■ What is being asked ■
Check every line of the data below for the word "group". Copy the ones that have it.

■ Data for the task ■
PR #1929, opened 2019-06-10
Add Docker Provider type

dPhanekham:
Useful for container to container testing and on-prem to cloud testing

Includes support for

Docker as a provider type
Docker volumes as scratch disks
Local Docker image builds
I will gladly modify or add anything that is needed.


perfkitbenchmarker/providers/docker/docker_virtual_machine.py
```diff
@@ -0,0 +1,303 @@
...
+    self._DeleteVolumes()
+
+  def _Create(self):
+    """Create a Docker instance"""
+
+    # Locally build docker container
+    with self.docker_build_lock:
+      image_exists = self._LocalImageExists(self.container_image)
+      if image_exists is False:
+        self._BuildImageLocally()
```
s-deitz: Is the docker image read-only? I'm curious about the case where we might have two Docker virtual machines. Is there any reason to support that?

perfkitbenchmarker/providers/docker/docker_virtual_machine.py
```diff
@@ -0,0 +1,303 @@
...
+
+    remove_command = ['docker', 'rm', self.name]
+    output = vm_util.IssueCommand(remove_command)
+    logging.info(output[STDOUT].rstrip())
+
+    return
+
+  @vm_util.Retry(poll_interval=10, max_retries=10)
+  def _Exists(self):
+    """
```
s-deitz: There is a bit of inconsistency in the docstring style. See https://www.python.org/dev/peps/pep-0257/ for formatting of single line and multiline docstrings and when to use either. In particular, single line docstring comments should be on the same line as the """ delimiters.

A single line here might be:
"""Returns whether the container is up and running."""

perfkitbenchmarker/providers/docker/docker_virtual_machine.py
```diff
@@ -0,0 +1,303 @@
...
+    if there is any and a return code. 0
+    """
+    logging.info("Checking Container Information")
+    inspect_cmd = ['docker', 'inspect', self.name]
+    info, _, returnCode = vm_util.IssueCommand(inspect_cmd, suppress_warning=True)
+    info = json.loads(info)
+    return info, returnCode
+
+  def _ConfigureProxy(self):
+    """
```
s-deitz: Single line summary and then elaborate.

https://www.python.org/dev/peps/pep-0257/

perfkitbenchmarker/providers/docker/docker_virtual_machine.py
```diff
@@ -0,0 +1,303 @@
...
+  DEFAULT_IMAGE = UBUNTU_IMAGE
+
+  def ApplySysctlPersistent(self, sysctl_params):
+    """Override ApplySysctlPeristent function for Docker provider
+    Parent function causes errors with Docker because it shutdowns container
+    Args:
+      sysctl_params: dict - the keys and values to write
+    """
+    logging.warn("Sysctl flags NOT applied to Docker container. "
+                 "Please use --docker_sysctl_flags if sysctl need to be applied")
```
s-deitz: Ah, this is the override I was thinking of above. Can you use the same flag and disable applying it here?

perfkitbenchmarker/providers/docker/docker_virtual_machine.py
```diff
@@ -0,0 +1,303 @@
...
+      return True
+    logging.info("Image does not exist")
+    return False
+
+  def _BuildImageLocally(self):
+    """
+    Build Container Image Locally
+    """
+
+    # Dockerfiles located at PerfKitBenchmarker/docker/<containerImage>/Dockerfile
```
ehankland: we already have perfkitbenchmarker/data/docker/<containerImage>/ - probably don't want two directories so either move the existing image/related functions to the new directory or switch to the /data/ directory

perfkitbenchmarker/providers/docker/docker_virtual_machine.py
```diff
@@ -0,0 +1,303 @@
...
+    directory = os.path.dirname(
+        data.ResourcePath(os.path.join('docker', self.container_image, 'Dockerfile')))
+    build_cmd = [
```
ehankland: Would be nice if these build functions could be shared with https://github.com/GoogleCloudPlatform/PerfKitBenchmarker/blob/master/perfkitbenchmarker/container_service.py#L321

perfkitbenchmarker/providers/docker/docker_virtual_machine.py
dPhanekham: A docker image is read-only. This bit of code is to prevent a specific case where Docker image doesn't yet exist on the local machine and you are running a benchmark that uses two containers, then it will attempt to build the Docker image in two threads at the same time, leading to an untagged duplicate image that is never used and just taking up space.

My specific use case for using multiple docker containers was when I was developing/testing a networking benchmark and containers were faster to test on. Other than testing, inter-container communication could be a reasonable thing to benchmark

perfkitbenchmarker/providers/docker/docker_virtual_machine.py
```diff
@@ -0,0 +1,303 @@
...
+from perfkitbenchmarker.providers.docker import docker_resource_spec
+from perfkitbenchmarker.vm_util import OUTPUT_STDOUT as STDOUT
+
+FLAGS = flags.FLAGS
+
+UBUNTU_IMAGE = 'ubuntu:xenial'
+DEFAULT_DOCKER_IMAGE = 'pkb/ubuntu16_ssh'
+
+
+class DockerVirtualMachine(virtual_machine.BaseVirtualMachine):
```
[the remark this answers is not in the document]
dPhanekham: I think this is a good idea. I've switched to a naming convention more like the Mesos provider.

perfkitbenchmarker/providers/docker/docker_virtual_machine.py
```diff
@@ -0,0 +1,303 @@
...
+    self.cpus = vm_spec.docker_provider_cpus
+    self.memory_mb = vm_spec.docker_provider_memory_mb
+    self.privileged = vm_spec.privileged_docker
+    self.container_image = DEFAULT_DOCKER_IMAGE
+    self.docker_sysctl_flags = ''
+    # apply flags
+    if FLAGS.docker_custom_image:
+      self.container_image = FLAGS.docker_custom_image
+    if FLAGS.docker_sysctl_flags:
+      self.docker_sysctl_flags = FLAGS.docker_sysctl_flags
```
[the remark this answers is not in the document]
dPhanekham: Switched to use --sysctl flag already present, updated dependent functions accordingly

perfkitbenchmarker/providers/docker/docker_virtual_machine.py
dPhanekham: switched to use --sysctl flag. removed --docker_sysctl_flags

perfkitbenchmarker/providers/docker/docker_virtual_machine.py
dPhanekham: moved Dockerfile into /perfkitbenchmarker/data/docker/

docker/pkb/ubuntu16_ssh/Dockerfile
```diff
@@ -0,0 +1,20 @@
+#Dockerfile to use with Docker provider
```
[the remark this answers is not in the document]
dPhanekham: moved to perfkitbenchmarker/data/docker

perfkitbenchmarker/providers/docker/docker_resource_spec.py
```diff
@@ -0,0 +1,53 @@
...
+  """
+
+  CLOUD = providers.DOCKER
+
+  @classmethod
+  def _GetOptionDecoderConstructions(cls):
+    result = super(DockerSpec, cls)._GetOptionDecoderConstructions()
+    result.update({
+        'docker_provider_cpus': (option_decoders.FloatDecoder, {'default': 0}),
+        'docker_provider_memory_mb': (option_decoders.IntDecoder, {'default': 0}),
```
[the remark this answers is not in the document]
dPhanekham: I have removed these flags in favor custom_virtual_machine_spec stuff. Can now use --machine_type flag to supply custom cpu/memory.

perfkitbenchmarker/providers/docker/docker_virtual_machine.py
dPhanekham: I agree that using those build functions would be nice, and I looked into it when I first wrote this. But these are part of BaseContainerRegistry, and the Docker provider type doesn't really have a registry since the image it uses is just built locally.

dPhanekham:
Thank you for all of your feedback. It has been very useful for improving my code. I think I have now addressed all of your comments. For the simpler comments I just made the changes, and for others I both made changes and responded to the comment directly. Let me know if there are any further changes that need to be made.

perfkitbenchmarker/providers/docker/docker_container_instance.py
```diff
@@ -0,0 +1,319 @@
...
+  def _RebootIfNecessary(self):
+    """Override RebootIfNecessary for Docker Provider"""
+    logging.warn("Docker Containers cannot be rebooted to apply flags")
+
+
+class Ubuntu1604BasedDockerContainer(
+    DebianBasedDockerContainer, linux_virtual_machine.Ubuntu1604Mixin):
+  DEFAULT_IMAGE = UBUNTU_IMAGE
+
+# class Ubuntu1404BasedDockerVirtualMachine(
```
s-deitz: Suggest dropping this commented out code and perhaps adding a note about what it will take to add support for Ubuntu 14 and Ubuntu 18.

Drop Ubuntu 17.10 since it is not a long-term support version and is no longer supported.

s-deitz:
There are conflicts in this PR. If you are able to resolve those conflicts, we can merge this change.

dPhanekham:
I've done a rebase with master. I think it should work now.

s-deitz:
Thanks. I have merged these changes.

==

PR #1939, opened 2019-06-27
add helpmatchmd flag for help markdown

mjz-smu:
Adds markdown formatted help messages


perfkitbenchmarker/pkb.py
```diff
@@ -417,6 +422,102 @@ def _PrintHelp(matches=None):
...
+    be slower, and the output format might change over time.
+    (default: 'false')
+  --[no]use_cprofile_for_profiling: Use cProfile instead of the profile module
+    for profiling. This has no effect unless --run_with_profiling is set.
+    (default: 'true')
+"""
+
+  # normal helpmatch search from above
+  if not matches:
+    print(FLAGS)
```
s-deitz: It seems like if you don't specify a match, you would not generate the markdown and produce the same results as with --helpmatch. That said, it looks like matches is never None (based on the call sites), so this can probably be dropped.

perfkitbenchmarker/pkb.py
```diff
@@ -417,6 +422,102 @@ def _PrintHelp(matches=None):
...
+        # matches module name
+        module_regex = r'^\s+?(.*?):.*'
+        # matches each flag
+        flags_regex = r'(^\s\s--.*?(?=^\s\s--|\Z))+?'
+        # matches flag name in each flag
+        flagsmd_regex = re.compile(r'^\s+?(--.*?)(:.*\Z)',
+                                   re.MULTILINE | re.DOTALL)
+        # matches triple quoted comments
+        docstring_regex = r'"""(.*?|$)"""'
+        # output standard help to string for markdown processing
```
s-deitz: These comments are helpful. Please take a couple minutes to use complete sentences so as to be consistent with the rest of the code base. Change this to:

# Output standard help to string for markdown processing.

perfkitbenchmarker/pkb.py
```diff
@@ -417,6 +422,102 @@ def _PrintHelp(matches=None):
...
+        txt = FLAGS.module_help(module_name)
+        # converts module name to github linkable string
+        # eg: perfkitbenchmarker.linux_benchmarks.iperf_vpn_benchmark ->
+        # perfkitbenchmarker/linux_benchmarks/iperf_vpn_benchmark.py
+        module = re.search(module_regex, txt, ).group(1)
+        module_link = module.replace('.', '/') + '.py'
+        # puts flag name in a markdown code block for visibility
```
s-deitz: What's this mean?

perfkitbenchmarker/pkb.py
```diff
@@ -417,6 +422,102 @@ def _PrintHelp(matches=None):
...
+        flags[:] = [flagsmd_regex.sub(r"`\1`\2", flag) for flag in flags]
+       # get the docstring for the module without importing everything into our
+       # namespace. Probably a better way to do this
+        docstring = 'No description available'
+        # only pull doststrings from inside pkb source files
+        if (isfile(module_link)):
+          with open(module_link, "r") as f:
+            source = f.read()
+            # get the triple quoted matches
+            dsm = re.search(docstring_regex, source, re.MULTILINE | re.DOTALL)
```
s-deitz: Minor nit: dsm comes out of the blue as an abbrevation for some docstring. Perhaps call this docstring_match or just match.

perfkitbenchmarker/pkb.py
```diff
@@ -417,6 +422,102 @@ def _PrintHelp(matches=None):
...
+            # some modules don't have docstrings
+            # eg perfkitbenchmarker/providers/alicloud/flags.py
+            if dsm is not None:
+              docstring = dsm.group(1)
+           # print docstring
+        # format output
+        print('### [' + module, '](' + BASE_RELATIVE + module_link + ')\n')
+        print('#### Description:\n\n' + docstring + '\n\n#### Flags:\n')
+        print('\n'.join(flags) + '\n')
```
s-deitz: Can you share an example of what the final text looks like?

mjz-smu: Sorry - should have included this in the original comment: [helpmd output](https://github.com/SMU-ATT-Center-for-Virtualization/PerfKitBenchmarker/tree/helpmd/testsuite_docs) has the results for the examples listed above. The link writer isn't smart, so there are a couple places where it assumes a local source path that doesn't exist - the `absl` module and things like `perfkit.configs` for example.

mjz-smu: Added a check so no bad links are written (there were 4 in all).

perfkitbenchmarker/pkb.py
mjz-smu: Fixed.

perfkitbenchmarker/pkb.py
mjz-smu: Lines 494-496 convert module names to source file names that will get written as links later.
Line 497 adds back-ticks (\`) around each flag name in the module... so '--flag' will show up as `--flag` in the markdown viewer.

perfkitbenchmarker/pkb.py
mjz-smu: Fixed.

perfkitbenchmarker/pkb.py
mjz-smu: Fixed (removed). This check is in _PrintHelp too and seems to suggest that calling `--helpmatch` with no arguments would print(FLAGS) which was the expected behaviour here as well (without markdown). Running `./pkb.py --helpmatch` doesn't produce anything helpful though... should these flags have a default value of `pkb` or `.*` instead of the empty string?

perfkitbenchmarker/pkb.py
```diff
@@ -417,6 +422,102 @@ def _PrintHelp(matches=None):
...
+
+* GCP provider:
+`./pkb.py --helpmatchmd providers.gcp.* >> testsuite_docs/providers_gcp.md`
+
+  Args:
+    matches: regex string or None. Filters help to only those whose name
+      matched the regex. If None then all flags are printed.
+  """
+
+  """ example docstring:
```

■ The answer ■
+        module = re.search(module_regex, txt, ).group(1)
+              docstring = dsm.group(1)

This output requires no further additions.